The system was tested using a collection of sample legal texts, including:
Indian Contract Act – Key Sections
NDA (Non-Disclosure Agreement) Sample Contract
Fundamental Rights (Constitutional Summary)
Case Summary: Donoghue v. Stevenson
Data Protection Guidelines
Test Procedure:
Documents were placed in the data/ folder as .txt files.
The application was run using:
python src/app.py
Experimental results showed that the Legal Document RAG Assistant:
✔ Correctly retrieved relevant legal clauses
Semantic retrieval successfully matched questions to relevant sections of the Contract Act, NDA, and case summaries.
✔ Produced grounded explanations
Responses were consistent with the retrieved context and avoided hallucinations due to the strict RAG prompt.
✔ Demonstrated strong interpretability
Output included:
clause summaries,
section mentions,
bullet points,
plain-language restatements.
✔ Enforced legal-safety boundaries
The system consistently refused to give legal advice, answering with:
“I’m not sure based on the provided documents.”

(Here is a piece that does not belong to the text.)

PR #1194, opened 2017-02-08
Davidfowl/fix pipeline tests

davidfowl:


src/System.IO.Pipelines.Networking.Libuv/UvTcpClient.cs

when retrieval was insufficient.
✔ Worked across multiple LLM providers
OpenAI, Groq, and Gemini all generated coherent RAG-based answers.

This project demonstrates a complete end-to-end implementation of a RAG-based Legal Document Analyzer, fulfilling all requirements for AAIDC Module 1:
document ingestion
chunking
embedding
vector search
prompt construction
context-grounded LLM reasoning
The assistant is able to:
extract relevant legal information,
summarize complex clauses,
explain concepts in simple terms,
maintain safety by avoiding legal advice,
scale with additional documents and LLM providers.
This foundational architecture serves as a robust template for future modules involving:
agent workflows,
tool integration,
retrieval agents,
multi-step legal QA pipelines,
web UI deployment,
or integration with case/contract management systems.
The project successfully showcases practical use of RAG and agentic principles in a real-world legal domain.